Donazione e gruppi sanguigni rari, ecco perché il sangue dei cittadini stranieri è sempre più importante
Lo abbiamo sempre detto. Se c’è un qualcosa che ci unisce e che rappresenta un bene prezioso per ciascuno di noi, è il sangue. E a confermarlo non è solo l’attività di AVIS Nazionale e dei suoi oltre un milione e trecentomila donatori, ma l’incremento sempre crescente di nuovi donatori stranieri che, da tempo, sono venuti a vivere nel nostro Paese.
Come ha documentato un attento servizio andato in onda giovedì 7 maggio su Canale 5 durante la trasmissione “Striscia la notizia”, da anni molte persone decidono di trasferirsi in Italia per rifarsi una vita. Come ha commentato scherzosamente Rajae Bezzaz, la conduttrice libica naturalizzata italiana e autrice del servizio, «dopo aver sputato sangue faticando per trovare un lavoro, tanti stranieri adesso hanno deciso di donarlo». Una scelta che, per l’intero Sistema sanitario nazionale, rappresenta un patrimonio non da poco. Capiamo perché.
«Noi siamo da sempre abituati a distinguere il sangue nei gruppi A, B, AB e 0, e nel sistema Rh positivo e negativo – spiega il presidente di AVIS Nazionale, Gianpietro Briola, intervistato durante la trasmissione – ma il sangue di coloro che appartengono ad etnie diverse dalla nostra presenta caratteristiche e particolarità che lo contraddistinguono e lo rendono ancor più prezioso».

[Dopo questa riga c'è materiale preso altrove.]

PR #91, opened 2021-03-17
Support for new language API.

nikomakela:
PT-897. Pull request https://github.com/City-of-Helsinki/palvelutarjotin/pull/131 for API is needed for this pull request!

### DIFF
--- a/src/domain/occurrence/occurrenceGroupInfo/OccurrenceGroupInfo.tsx
+++ b/src/domain/occurrence/occurrenceGroupInfo/OccurrenceGroupInfo.tsx
@@ -10,7 +10,9 @@ interface Props {
 const OccurrenceGroupInfo: React.FC<Props> = ({ occurrence }) => {
   const { t } = useTranslation();
 
-  const languages = occurrence.languages.map((language) => language.id);
+  const languages = occurrence.languages.edges.map(
+    (edge) => edge?.node?.id ?? ''
+  );
   const amountOfSeats = occurrence?.amountOfSeats;
   const maxGroupSize = occurrence?.maxGroupSize;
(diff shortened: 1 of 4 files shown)


src/domain/occurrence/occurrenceGroupInfo/OccurrenceGroupInfo.tsx
```diff
@@ -10,7 +10,8 @@ interface Props {
 const OccurrenceGroupInfo: React.FC<Props> = ({ occurrence }) => {
   const { t } = useTranslation();
 
-  const languages = occurrence.languages.map((language) => language.id);
+  const languages =
```
Sartonon, line 13: According to type `|| []` seems to be redundant:

```
  const languages = occurrence.languages.edges.map(
    (edge) => edge?.node?.id ?? ''
  );
```

Sartonon (approved):
1 minor comment but approved

src/domain/occurrence/occurrenceGroupInfo/OccurrenceGroupInfo.tsx
nikomakela: Fixed as suggested.

Sartonon (approved):

nikomakela:
Before that tiny fix this PR somehow passed the acceptance test. Now it fails, but it really should fail because the API is not yet deployed. Let's run the acceptance test again when the API is shipped.

nikomakela:
> Before that tiny fix this PR somehow passed the acceptance test. Now it fails, but it really should fail because the API is not yet deployed. Let's run the acceptance test again when the API is shipped.

It get fixed by rerun already 🤔

PR #92, opened 2021-03-18
Rendered event languages on event page

nikomakela:
PT-830. In language field is now included in event query and the languages are listed in category section because it was designed there and the field works exactly the same as keywords. Changes to how the group info with language is shown on occurrence. Added labels for seats taken and language. Some changes to translations.

image

image

### DIFF
--- a/src/domain/occurrence/occurrenceGroupInfo/OccurrenceGroupLanguageInfo.tsx
+++ b/src/domain/occurrence/occurrenceGroupInfo/OccurrenceGroupLanguageInfo.tsx
@@ -1,0 +1,26 @@
+import React from 'react';
+
+import { OccurrenceFieldsFragment } from '../../../generated/graphql';
+import { useTranslation } from '../../../i18n';
+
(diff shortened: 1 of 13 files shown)


src/domain/occurrence/occurrenceGroupInfo/OccurrenceGroupLanguageInfo.tsx
```diff
@@ -0,0 +1,26 @@
...
+
+interface Props {
+  occurrence: OccurrenceFieldsFragment;
+}
+
+const OccurrenceGroupLanguageInfo: React.FC<Props> = ({ occurrence }) => {
+  const { t } = useTranslation();
+
+  const languages =
+    occurrence.languages.edges.map((edge) => edge?.node?.id || '') || [];
```
Sartonon, line 14: Minor but `??` could be used instead of `||`

Sartonon (approved):
Canät test this right now but looks good to me :)

PR #93, opened 2021-03-19
Weekday shown in full in occurrence table.

nikomakela:
PT-851 - "As a teacher I want see weekday at enrolment occurence table."

image

image

image


Sartonon (approved):
Looks good :)

PR #96, opened 2021-03-25
Splitted Occurrences component to multiple new private components.

nikomakela:
PT-911 Occurrences component was a massive function that had issues with hooks. Because React hooks doesn't allow early returns, a bug in occurrences rendering could not be resolved without a great refactoring.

Sulla superficie dei globuli rossi, infatti, sono presenti delle molecole chiamate antigeni che vengono trasmesse geneticamente e sono classificate in oltre 700 tipi. Al momento della trasfusione è importante conoscerne la combinazione, un procedimento che, nelle società multietniche, viene complicato dal fatto che molte persone presentano una combinazione di antigeni non comune. Questo “mix” particolare dà nome a quello che viene definito “sangue raro”, cioè una situazione in cui una determinata combinazione di antigeni sui globuli rossi si verifica in meno di una persona su mille.
Da qui il rischio di elevata immunizzazione post-trasfusionale per coloro che dovessero ricevere sangue da donatori di etnia diversa, visto che l’organismo del ricevente potrebbe produrre anticorpi contro gli antigeni presenti sui globuli rossi ricevuti. Prendiamo ad esempio gli afroamericani che, affetti da falcemia, se dovessero ricevere il sangue di donatori europei, sarebbero le persone più immunizzate in assoluto.
Ecco perché trovare sangue compatibile significa offrire un’importante terapia trasfusionale e, come spiegato dal presidente Briola, «questo tipo di sangue è prezioso per tutti, anche per i cosiddetti nuovi cittadini, cioè i figli delle coppie miste».